О милосердии - Луций Анней Сенека
Жестокость есть зло, меньше других отвечающее человеческому естеству и не подходящее мягкому характеру человека. Животная ярость — радоваться кровавым ранам; так, отбросив человечность, люди превращаются в лесных зверей. В чем разница, спрошу тебя, о Александр, бросить Лисимаха льву или своими зубами разорвать его? Твоя это пасть, твоя хищность! Как ты, должно быть, хотел сам иметь когти и челюсти, способные грызть человечье тело! Тебя уже не просят, чтобы рука, несущая верную смерть близким, принесла кому-то спасение, чтобы неистовый дух, не пресыщаемый бедами народов, насытился кровавыми убийствами: в твоем случае милосердием называется выбрать для своего друга палача из числа людей. Особенно отвратительной свирепость делает как раз то, что, выйдя за черту принятого, она переходит и границы общечеловеческого, изыскивает новые виды казни, призывает умы для изобретения орудий, которыми можно разнообразить и продлевать мучения, испытывает удовольствие от человеческих страданий. Тяжкая душевная болезнь жестокосердого достигает предела безумия именно в тот момент, когда его порок переходит в страсть и ему начинает нравиться убивать людей. За таким вождем идут по пятам готовый заговор, меч и яд: он должен опасаться столь многого, сколь многим сам опасен. И он не видит выхода: здесь — происки частных лиц, там — общая смута. Невеликое, затронувшее кого-то одного зло не приводит еще в движение целые города. Но если станет неистовствовать везде и угрожать всем, то отовсюду примет удары. Мелких змей не замечают, не ловят всем народом. Но когда какая-нибудь вырастает больше обычных размеров и превращается в чудовище, заражает источники ядовитой слюной, жжет дыханием и давит все вокруг себя, тогда на нее направляют баллисты. Маленькому беззаконию удается обманывать и убегать от суда, но с крупным все воюют сообща. Так, и один заболевший не вызовет испуга даже в своем доме, но если по частоте смертей ясно, что разразился мор, то крутом слышен крик, видно бегство, восстают на самих богов. Заметят пожар в каком-то одном доме — семья и соседи принесут воду и зальют огонь. Но на борьбу с распространившимся и охватившим множество домов пламенем выходит население нескольких районов города.
26
Жестокость частных лиц отмщалась руками рабов, причем сознававших неизбежность креста. Что уж говорить о жестоких тиранах, на которых ополчались народы и племена, в гневе за совершенное или в страхе перед будущим злом.
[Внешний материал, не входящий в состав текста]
PR #1456, opened 2024-05-14
Display links to Cantus Ultimus where possible

### LINKED ISSUE #429: On Chant Detail page, we should add links to corresponding Cantus Ultimus page

### LINKED ISSUE #1079: Source Detail Page/Sidebar: Allow for multiple image views (Cantus Ultimus and host institution)

### LINKED ISSUE #1418: Change image links on individual chants to Cantus Ultimus where possible
After discussion with Debra, if a source is available on Cantus Ultimus, we want the image links on individual chants to be links to those folios on Cantus Ultimus. Note that this doesn't affect the various image views at the source level described in #1079

lucasmarchd01:
In this PR, we improve the connectivity between Cantus Database and Cantus Ultimus by adding links on various pages to Sources and Chants that exist on Cantus Ultimus.

To achieve this, there is a new BooleanField `exists_on_cantus_ultimus` on the `Source` model that can be manually set to True if the source has been added to Cantus Ultimus. This field is then used by the source and all corresponding Chants to display links where necessary. Here is a summary of the changes:

- Add field `exists_on_cantus_ultimus` to the `Source` model
- Add a management command `populate_exists_on_cantus_ultimus` that updates this field on a single Source or all Sources.
- Update sidebar templates (source detail/edit and browse chants) to include a "View inventory with images" link which points to CU, and "View images on external site" which points to the host institution.
- Update the chant detail template to check the Chant's Source and display the link to Cantus Ultimus for that particular folio and chant number. Also changes the "Display facsimile" link
Screenshot 2024-05-14 at 1 01 14 PM

- Update the browse chants template to check the Chant's Source and change the "Image" link to Cantus Ultimus instead of the host institution

On staging and production, we will have to run makemigrations and migrate, as well as running the new management command to see the changes reflected on the templates.

Resolves #1079, Resolves #1418, Resolves #429


django/cantusdb_project/main_app/management/commands/populate_exists_on_cantus_ultimus_field.py
```diff
@@ -0,0 +1,93 @@
...
+            sources = Source.objects.filter(segment=4063)
+            for source in sources:
+                try:
+                    response: Response = requests.get(
+                        f"https://cantus.simssa.ca/manuscript/{source.id}", timeout=10
+                    )
+                except (TimeoutError, ConnectionError) as e:
+                    self.stdout.write(self.style.ERROR(f"{e} for source: {source.id}"))
+                # We expect a 404 response if the source doesn't exist on Cantus Ultimus
+                if response.status_code == 200:
```
ahankinson: This is almost completely a duplicate of the previous section. If you extract this to a separate method then you only have one chunk of code to maintain, instead of two!

django/cantusdb_project/main_app/templates/chant_detail.html
```diff
@@ -215,6 +215,14 @@ <h3>{{ chant.incipit }}</h3>
                         <a href="{{ chant.image_link }}" target="_blank" style="word-break: break-all">{{ chant.image_link }}</a>
                     </dd>
                 {% endif %}
+                {% if chant.source.exists_on_cantus_ultimus %}
```
ahankinson: Remember that traversing multiple models in a template is ~the path to the dark side~ a surefire way to explode the number of queries that are performed on a page load. Make sure you test this!

django/cantusdb_project/main_app/templates/browse_chants.html
```diff
@@ -52,79 +52,84 @@ <h3>Browse Chants</h3>
...
-            {% else %}
-                No chants found.
-            {% endif %}
+                                <td class="text-wrap" style="text-align:center">{{ chant.position|default:"" }}</td>
+                                <td class="text-wrap" style="text-align:center">
+                                    <a href="{{ chant.get_ci_url }}" target="_blank">{{ chant.cantus_id|default:"" }}</a>
+                                </td>
+                                <td class="text-wrap" style="text-align:center">{{ chant.mode|default:"" }}</td>
+                                <td class="text-wrap" style="text-align:center">
+                                    {% if chant.source.exists_on_cantus_ultimus %}
```
dchiller: Since we are setting this on a source-by-source basis (setting aside the discussion in the related issue about whether there will ever be chants not on CU that are in sources that do exist on CU -- I think there we've determined we just won't handle those cases at the moment), do you need to check this? Won't it be the same for every chant in the source...so you could just check from the source?

dchiller: This point also makes me realize that we might need to update the `chant_search` template, because the chant-level image links are also shown there. I realize that is not discussed in any of the related issues, so I will create a new one for a separate PR.

dchiller: This is now #1459

django/cantusdb_project/main_app/management/commands/populate_exists_on_cantus_ultimus_field.py
lucasmarchd01: Good point, thanks!

django/cantusdb_project/main_app/templates/chant_detail.html
lucasmarchd01: Makes sense. I can't exactly test how many queries are being made because of #1457, but I assume passing this as a `context` template variable in the view would be better than accessing it through the template.

ahankinson: Or, even better, checking your `queryset` in your view before it goes to the template.

django/cantusdb_project/main_app/templates/browse_chants.html
```diff
@@ -52,79 +52,84 @@ <h3>Browse Chants</h3>
...
-                            </td>
-                            <td class="text-wrap" style="text-align:center">{{ chant.position|default:"" }}</td>
-                            <td class="text-wrap" style="text-align:center">
-                                <a href="{{ chant.get_ci_url }}" target="_blank">{{ chant.cantus_id|default:"" }}</a>
-                            </td>
-                            <td class="text-wrap" style="text-align:center">{{ chant.mode|default:"" }}</td>
-                            <td class="text-wrap" style="text-align:center">
-                                {% if chant.image_link %}
-                                    <a href="{{ chant.image_link }}" target="_blank">Image</a>
+            {% with exists_on_cantus_ultimus=source.exists_on_cantus_ultimus%}
```
lucasmarchd01: > do you need to check this? Won't it be the same for every chant in the source...so you could just check from the source?

You're right, and I actually put a source-level check earlier in the code here at line 55. I guess i just forgot I put it there.

django/cantusdb_project/main_app/management/commands/populate_exists_on_cantus_ultimus_field.py
```diff
@@ -0,0 +1,70 @@
...
+
+    def update_exists_on_cantus_ultimus(self, source: Source) -> None:
+        try:
+            response: Response = requests.get(
+                f"https://cantus.simssa.ca/manuscript/{source.id}", timeout=10
+            )
+        except (TimeoutError, ConnectionError) as e:
+            self.stdout.write(self.style.ERROR(f"{e} for source: {source.id}"))
+        # We expect a 404 response if the source doesn't exist on Cantus Ultimus
+        if response.status_code == 200:
```
ahankinson: "Exit early, exit often"

Consider handling the negative case first and exiting, since this is the shortest path. Then you don't need the `else` block. 

(It's even a pylint rule, if you're into that sort of thing. https://pylint.pycqa.org/en/latest/user_guide/messages/refactor/no-else-return.html)

django/cantusdb_project/main_app/templates/chant_detail.html
lucasmarchd01: True, right now our `ChantDetailView` isn't using a `queryset` attribute and everything is being passed in as context data. If I'm understanding correctly, this is probably part of a larger issue where we could clean up and optimize our code by using `get_queryset` where possible.

django/cantusdb_project/main_app/management/commands/populate_exists_on_cantus_ultimus_field.py
```diff
@@ -0,0 +1,66 @@
...
+        source_id: int = kwargs["source_id"]
+        if source_id:  # update exists_on_cantus_ultimus for a specified source
+            try:
+                source: Source = Source.objects.get(id=source_id)
+                self.update_exists_on_cantus_ultimus(source)
+            except Source.DoesNotExist:
+                self.stdout.write(
+                    self.style.ERROR(f"Source {source_id} does not exist")
+                )
+                return
```
dchiller, line 37: I think this is superfluous?

```suggestion
```

django/cantusdb_project/main_app/views/chant.py
```diff
@@ -156,6 +156,8 @@ def get_context_data(self, **kwargs):
         chants_current_folio = chants_in_source.filter(
             folio=chant.folio
         ).prefetch_related("feast")
+        print(self.queryset)
```
dchiller: Leftover print statement?
```suggestion
```

django/cantusdb_project/main_app/management/commands/populate_exists_on_cantus_ultimus_field.py
lucasmarchd01: Since we removed the else block we don't want the code under this if statement to run, and thus we need to exit the function early.

ahankinson: I also think that if you catch an exception but don't raise another one, then it will continue.

django/cantusdb_project/main_app/management/commands/populate_exists_on_cantus_ultimus_field.py
```diff
@@ -0,0 +1,66 @@
...
+
+    def update_exists_on_cantus_ultimus(self, source: Source) -> None:
+        try:
+            response: Response = requests.get(
+                f"https://cantus.simssa.ca/manuscript/{source.id}", timeout=10
+            )
+        except (TimeoutError, ConnectionError) as e:
+            self.stdout.write(self.style.ERROR(f"{e} for source: {source.id}"))
+        # We expect a 404 response if the source doesn't exist on Cantus Ultimus
+        if response.status_code == 404:
```
ahankinson: Better to do `!= 200` since you don’t also handle other possible codes like 503 or 302.

django/cantusdb_project/main_app/management/commands/populate_exists_on_cantus_ultimus_field.py
lucasmarchd01: Oops, I was looking at a different part of the code.

ahankinson: That return was pretty useful, though, since it made it explicit that it exited after writing the log message. Now it exits because it passes the `else`. Functionally they're the same, but in terms of readability it's useful to signal that the function ends there by returning. 

Also, if you ever add anything to the end of the handler, it will introduce a problem because it's not immediately obvious that it keeps executing after it passes that `except`.

lucasmarchd01: Good point, I'll leave it in then!

dchiller (approved):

Случалось, что на таких нападала их собственная стража, обращая против них те вероломство, порочность и беспощадность, которым от них же и научилась. Чего еще ждать от тех, кого сам научил дурному? Бесстыдство не долго будет повиноваться, греша в указанных ему пределах. Но представь не угрожаемую ничем жестокость. Каким будет ее царство? Повсюду горе, испуг, смятение. Даже радостей жизни боятся. На пиры идут в страхе сказать под хмельком что-то неугодное. Сидя на представлениях, дрожат, как бы не дать повод к обвинениям и страшному приговору. Пусть тратятся огромные средства, праздники устраиваются с королевским размахом, с привлечением прославленных мастеров, — кому понравится смотреть игры из камеры смертников? Боги милостивые, что же это за беда — убивать, мучать, наслаждаться звоном цепей и рубить согражданам головы, везде потоками лить кровь, одним своим видом пугать и гнать! Не иной была бы жизнь под властью львов и медведей или если царствовать над нами поручили бы змеям и другим самым вредоносным животным. Впрочем, эти существа, лишенные способности мыслить и осуждаемые человеком за лютый нрав, своих обычно не трогают. Дикие звери не боятся зла от сродников. А лютость тех людей даже свойство́ не останавливает, и на друзей набрасываются столь же яростно, по мере практики <все меньше> отличая своих от чужих. Змеиным извивом он перекидывается от убийств отдельных лиц к уничтожению народов, полагает могуществом поджигать дома и пускать под плуг древние города. Велеть казнить одного-двух для него уже не по-царски: подняв на меч целую артель несчастных, считает жестокость удовлетворенной по достоинству.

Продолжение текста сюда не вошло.